Vickster, hope all is going well and the pain is a little easier. Just thought I might post an update, I have been pestering the poor secretary of Mr carrington since the referal from my OS in southampton to Stanmore. Today I managed to get some more information, I had been put on the waiting list for an appointment, sooo I thought I might push my luck and called the central booking office and tried to charm the lady making the bookings!!!. Failed obviously lol but I was assured that I was on the list and would be informed in due course of the date and time,at a guess the lady reckoned that it would be late september or early october. At this point I asked if there was ever cancellations and that I would be very grateful for any notification of one to speed up the process, unlikely but worth a try I thought!!. 2 hours after the call I recieved a call back and was told of a cancellation, now booked in to see Mr carrington on the 8th of september, really pleased, it really is worth calling once a week just to keep your name in peoples minds, although I am sure I am a pain in their backside. The bottom line is pain can make a person very selfish, it sometimes makes you feel like the only person suffering, and if by being a fly in someones ear once a week I get treated quicker then so be it!!

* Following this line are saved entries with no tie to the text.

PR #64680, opened 2025-10-28
[Enhancement] Add session variable to convert decimal multiplication overflow to double

stephen-shelby:
## Why I'm doing:
When performing decimal multiplication operations, if the resulting precision exceeds the maximum decimal precision (38), StarRocks currently returns NULL as the default behavior. This can cause queries to lose meaningful results in scenarios involving high-precision decimal calculations.

Users may prefer to get an approximate result rather than NULL when precision overflow occurs. If users can accept some precision loss, they should have the option to convert the result to double type to maintain a meaningful calculation result instead of getting NULL.

## What I'm doing:
**Added new session variable**: `decimal_overflow_to_double` (default: false)
   - When enabled, decimal multiplication operations that would cause precision overflow (precision > 38) are automatically converted to double type instead of returning NULL
   - When disabled, maintains the original behavior (returns NULL on precision overflow)
Fixes #issue

## What type of PR is this:

- [ ] BugFix
- [ ] Feature
- [x] Enhancement
- [ ] Refactor
- [ ] UT
- [ ] Doc
- [ ] Tool

- [ ] Feature removed

## Checklist:

- [ ] This is a backport pr

  - [x] 4.0
  - [ ] 3.5
  - [ ] 3.4
  - [ ] 3.3

### DIFF
--- a/fe/fe-core/src/main/java/com/starrocks/sql/optimizer/rewrite/ScalarOperatorEvaluator.java
+++ b/fe/fe-core/src/main/java/com/starrocks/sql/optimizer/rewrite/ScalarOperatorEvaluator.java
@@ -199,6 +199,12 @@ public enum ScalarOperatorEvaluator {
                     operator.getType().getPrimitiveType() != fn.getReturnType().getPrimitiveType()) {
                 Preconditions.checkState(operator.getType().isDecimalOfAnyVersion());
                 Preconditions.checkState(fn.getReturnType().isDecimalOfAnyVersion());
+                if (operator.getType().isDecimal256()) {
+                    Optional<ConstantOperator> res = operator.castTo(fn.getReturnType());
+                    if (res.isPresent() && res.get().isConstantNull()) {
+                        return root;
+                    }
+                }
                 operator.setType(fn.getReturnType());
             }
             return operator;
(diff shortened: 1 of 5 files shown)


satanson (approved):

fe/fe-core/src/main/java/com/starrocks/sql/optimizer/rewrite/ScalarOperatorEvaluator.java
```diff
@@ -199,6 +199,12 @@ public ScalarOperator evaluation(CallOperator root, boolean needMonotonic) {
                     operator.getType().getPrimitiveType() != fn.getReturnType().getPrimitiveType()) {
                 Preconditions.checkState(operator.getType().isDecimalOfAnyVersion());
                 Preconditions.checkState(fn.getReturnType().isDecimalOfAnyVersion());
+                if (operator.getType().isDecimal256()) {
```
kangkaisen, line 202: why need this?

stephen-shelby: Actually, this modification is fixing another bug. After calculating the multiplication of two constants, the result's type will be automatically inferred. When neither of the two constants is decimal256, if the calculation result is decimal256, since we don't support automatic scaling for 128 * 128 = 256, the type will be converted back to 128. Subsequently, when checking the decimal value length, if it exceeds 128, an exception will be thrown.For now, we will maintain the behavior of not automatically scaling. When we uniformly support automatic scaling in the future, we will make the necessary adaptations.

kangkaisen (approved):

PR #180, opened 2023-06-28
Add plugin reference role to the Sphinx extension and use it

felixfontein:
This makes it easier to reference to modules, plugins, and roles from extra docsite documentation. There's no longer a need to manually and explicitly compose references.


oraNod:
@felixfontein Hey I've been looking at this and it seems fine. TBH I'd like to understand things a little better, which might be easier over a chat than in a PR.

Anyway... having run tests with nox I'd like to see how this renders in generated HTML but not succeeding. Probably missing something obvious, got any tips? Thank you.

felixfontein:
@oraNod thanks for checking this out!

PR #194, opened 2023-08-05
Avoid permalink icon to be selectable

felixfontein:
Fixes part of https://github.com/ansible/ansible-documentation/issues/245.


samccann:
Okay I figured out how to test this locally, but now I don't know what page shows this problem? I thought it was the parameters table but those don't copy the link when I doubleclick on them  even w/o this patch...

felixfontein:
Hmm, actually this doesn't seem to be necessary at all. According to https://developer.mozilla.org/en-US/docs/Web/CSS/user-select#values, the default value is `auto`, and that means for `::after` that the text isn't selectable anyway.

The permalink icon reported in the original issue isn't in `::after`, but a regular DOM element.

I'll close this PR. Thanks everyone!

PR #199, opened 2023-08-19
Improve generated markup; add styling for LaTeX output

felixfontein:
~~Currently includes #195 and #198. Will rebase once these are merged.~~

Converts the 'inline' roles from the generated RST files to proper roles, moves the structural markup (bold, italics) from the stylesheet to the roles, and insert more raw LaTeX to use the same colors in the PDF than for things like type, required, version added, etc.

Screenshot from the [community.dns.hosttech_dns_zone_info module](https://docs.ansible.com/ansible/latest/collections/community/dns/hosttech_dns_zone_info_module.html#parameters):
image

PR #198, opened 2023-08-19
LaTeX builder: add indent for nested options and return values

felixfontein:
~~Currently includes #195 (modifies one of its changelog fragments). Will rebase once that is merged.~~

Uses `.. raw:: latex` to insert some hspace and a minipage when indentation of the left cell is needed. This isn't perfect, but a lot better than before (no indent at all).

Screenshot from the [community.dns.nameserver_record_info module return value docs](https://docs.ansible.com/ansible/latest/collections/community/dns/nameserver_record_info_module.html#return-values):
screenshot

PR #195, opened 2023-08-19
Improve Sphinx LaTeX builder support

felixfontein:
Ref: https://github.com/ansible/ansible-documentation/issues/109#issuecomment-1684914779

Relevant documentation: https://www.sphinx-doc.org/en/master/usage/restructuredtext/directives.html#directive-tabularcolumns - at the end of the section there's also a hint about `:class: longtable`.

PR #200, opened 2023-08-20
Convert collection links from raw HTML to directive

felixfontein:
Currently includes ~~#195,~~ #198, and #199. Will rebase once these are merged.

Converts the inline HTML for collection links to a custom directive. The external links are a custom nodes class inherited from docutils's `reference` with a custom HTML generator; for other builders, the `reference` generator provided by that builder is used (so in LaTeX it is a regular hyperlink reference). The "Communication" button though needs a Sphinx `pending_xref` node (to resolve the reference), which improves on the previous version by not relying on implementation details, but at the same time is worse than before because `pending_xref` is replaced by a plain `ref` (Sphinx doesn't allow to customize this), which rendered to HTML neither has `target="_blank"` nor `aria-role="button"`. (Aside from that, it looks and behaves like a button, though.)

The HTML output didn't change (except the missing attributes for the "Communication" button, which you cannot see here):
HTML output

The LaTeX output is now as expected - the first four buttons are hyperlinks, the last one an internal reference in the PDF file:
LaTeX output


felixfontein:
You can see the HTML result on:
- https://ansible.fontein.de/collections/community/general/index.html#description
- https://ansible.fontein.de/collections/community/general/aerospike_migrations_module.html#collection-links

changelogs/fragments/200-collection-links.yml
```diff
@@ -0,0 +1,2 @@
+minor_changes:
+  - "Create collection links with a custom directive. This makes them work with other builders than the HTML builder (https://github.com/ansible-community/antsibull-docs/pull/200)."
```
oraNod, line 2:
```suggestion
  - "Create collection links with a custom directive. This makes them compatible with builders other than the HTML builder (https://github.com/ansible-community/antsibull-docs/pull/200)."
```

src/sphinx_antsibull_ext/directives.py
```diff
@@ -33,8 +39,75 @@ def run(self):
...
+                f"Error while parsing content of {self.name} as YAML: {exc}"
+            ) from exc
+        if not isinstance(data, Sequence):
+            raise self.error(
+                f"Content of {self.name} must be a YAML list, got {data!r} - {content!r}"
+            )
+        for index, entry in enumerate(data):
+            if not isinstance(entry, Mapping):
+                raise self.error(
+                    f"Content of {self.name} must be a YAML list consisting of mappings:"
```
oraNod, line 75:
```suggestion
                    f"Content of {self.name} must be a YAML list of mappings:"
```

src/sphinx_antsibull_ext/directives.py
```diff
@@ -33,8 +39,75 @@ def run(self):
...
+            title = self._get_string(entry, index, "title", str)
+            url = self._get_string(entry, index, "url", str, optional=True)
+            ref = self._get_string(entry, index, "ref", str, optional=True)
+            external = (
+                self._get_string(entry, index, "external", bool, optional=True) or False
+            )
+            if (url is None) == (ref is None):
+                raise self.error(
+                    f"{index + 1}th entry in {self.name}:"
+                    " exactly one of 'url' and 'ref' must be provided"
```
oraNod, line 87:
```suggestion
                    " exactly one 'url' and one 'ref' must be provided"
```

oraNod (approved):
LGTM. Some really minor nits on wording. I couldn't find any faults or optimizations for the code side but I did look and it all seems fine. I think this is really nice work @felixfontein

src/sphinx_antsibull_ext/directives.py
felixfontein: This one should be an either-or: either 'url' is there, or 'ref' is there. Both aren't allowed, and not having any of them is also not allowed.

felixfontein: For me they mean exactly the same. Could you try to explain what's the difference for you?

oraNod: I can try my best to explain it. it's kind of something that just sounds "right" to me rather than it being a formal rule that I'm aware of.

basically "one of 'url' and 'ref'" conveys that you need one of each. not that you need either one url or one ref.

felixfontein: Ah, I see the problem. Would using `or` instead of `and` make it better? I'm wondering how to do this with three elements, like `Exactly one of a, b, or c must be provided`. Or can you simply write `Either a, b, or c must be provided`?

oraNod: I think the latter sounds clearer to me (`Either a, b, or c must be provided`). "One of" feels like something is missing in the construction, like `one of the following`.

felixfontein: Ah, that's much better! Thanks :)

PR #202, opened 2023-08-20
Update version and license information of Sphinx extension; make sure they are kept up to date

felixfontein:
Also store the version information in `src/antsibull_docs/__init__.py` so it can be used to embed it into the generated RST files, for example ("generated with antsibull-docs x.y.z"). I've been thinking of doing that for a longer time but wasn't able to get hold reliably of the version - using distutils or packaging doesn't work for local editable installs (or at least it didn't work when I tried it out a longer time ago, might have been related to poetry though).

### DIFF
--- a/README.md
+++ b/README.md
@@ -115,7 +115,7 @@ nox
 ## Creating a new release:
 
 1. Run `nox -e bump -- <version> <release_summary_message>`. This:
-   * Bumps the package version in `pyproject.toml`.
+   * Bumps the package version in `pyproject.toml` and `src/sphinx_antsibull_ext/__init__.py`.
    * Creates `changelogs/fragments/<version>.yml` with a `release_summary` section.
    * Runs `antsibull-changelog release` and adds the changed files to git.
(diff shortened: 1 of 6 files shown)


felixfontein:
Unfortunately
```
import importlib.metadata

try:
    __version__ = importlib.metadata.version("antsibull_docs")
except importlib.metadata.PackageNotFoundError:
    __version__ = '0.dev0
```
is totally worthless for editable installs as I am using them. It reports the version that was in pyproject.toml when I last ran `pip install -e /path/to/antsibull_docs`.

Using `dynamic = ["version"]` would solve that problem, but then antsibull-changelog no longer can read the current version from `pyproject.toml`. Fortunately its `release` subcommand has a `--version` parameter.

gotmax23:
I would use `hatch version` to handle bumping the version. See https://paste.sr.ht/~gotmax23/80e9351701fdf6eabf2a24ea86f1870fe2b554d1.

gotmax23:
Retriggering CI. It seems something is wrong with coverage uploading.

gotmax23 (approved):

felixfontein:

PR #205, opened 2023-08-30
Add version into generated files

felixfontein:
The generated HTML by Sphinx contains something like `<meta content="2.3.1.post0" name="antsibull-docs">`.


src/antsibull_docs/test_helpers.py
```diff
@@ -0,0 +1,39 @@
...
+    """
+    Determine whether the code is running in CI.
+    """
+    return (
+        os.environ.get(ANTSIBULL_DOCS_CI_ENV_MARKER_NAME)
+        == ANTSIBULL_DOCS_CI_ENV_MARKER_VALUE
+    )
+
+
+def ci_setup():
```
felixfontein, line 32: @gotmax23 I'm not really happy about this mechanism. I wanted to avoid some manual patching of `../../src/antsibull_docs/__init__.py` in `tests/functional/build-*.sh`. But maybe it's better to just do exactly that? What do you think?

gotmax23: You could create a shim Python script that imports `antsibull_docs`, monkeypatches `antsibull_docs.__version__`, and then calls `sys.exit(antsibull_docs.cli.antsibull_docs.main())`

felixfontein: Right. I wonder why I didn't think of that yesterday...

felixfontein: Ah wait, it wasn't yesterday, but today, early morning. Maybe that explains it ;)

felixfontein: Implemented in 39adce6eff12b8ebef8343c94aa332c2786d8681.

felixfontein:
This was discussed at today's DaWGs meeting, we agreed that the version should always be inserted for now. If someone comes up with a good reason why it should be possible to disable it, we can weight that reason against the additional complexity a switch needs.

PR #207, opened 2023-08-30
Add version subcommand

felixfontein:
Now that we have access to it, let's add the most obvious subcommand :)


gotmax23:
We already have a `--version` option provided by `antsibull_core.args.get_toplevel_parser()`. It uses the version from the dist-info metadata instead of `antsibull_docs.__version__`, though.

felixfontein:
Meh, I completely forgot about that one...

I guess I should work on a way to pass the real version into that one instead. Right now `antsibull-docs --version` for me shows 2.0.0a2, which was the current version when I last ran `pip install -e`...

felixfontein:
I created https://github.com/ansible-community/antsibull-core/pull/96 to be able to fix this.

PR #209, opened 2023-09-02
Bump dependency on antsibull-core and use new options

felixfontein:
Makes `antsibull-docs --help | grep version` and `antsibull-docs --version` work correctly, the latter also with long-lived editable installs.


gotmax23 (approved):

felixfontein:

PR #212, opened 2023-09-11
Restrict rstcheck to <6.2.0

devon-mar:
`rstcheck-core` requires `pydantic>=2` since v1.1.0 while antsibull-docs requires `pydantic<2`.

`rstcheck` v6.2.0 requires `rstcheck-core>=1.1` (https://github.com/rstcheck/rstcheck/commit/6834d0d708e5f305c13930d3eedeaab41057adb2).

### DIFF
--- a/pyproject.toml
+++ b/pyproject.toml
@@ -31,7 +31,7 @@ dependencies = [
     "docutils",
     "jinja2 >= 3.0",
     "packaging",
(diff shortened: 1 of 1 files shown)


devon-mar:
Fixed by upgrading pip so that it resolves dependencies correctly.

Now I just have the small matter of what to ask Mr carrington when I see him, the A.C.I.procedure itself I have researched a lot, need to ask if the bone graft will be carried out at the time of the A.C.I. If anyone that has been in this situation can help with any questions I should be asking, please help!!!!
Rehab is something that I guess is singular to each individual, but I will need as much information prior to the procedure to prepare. Has anyone out there had a bone graft at the same time as A.C.I ? as I can't seem to find any info or posts on the subject. Also as a general rule of thumb how long will the wait be between the appointment and the first stage of surgery. Plaster or brace?. Nerve block or no nerve block?. CPM or no CPM due to the bone graft?
I have so many questions really sorry if i've asked too much!!!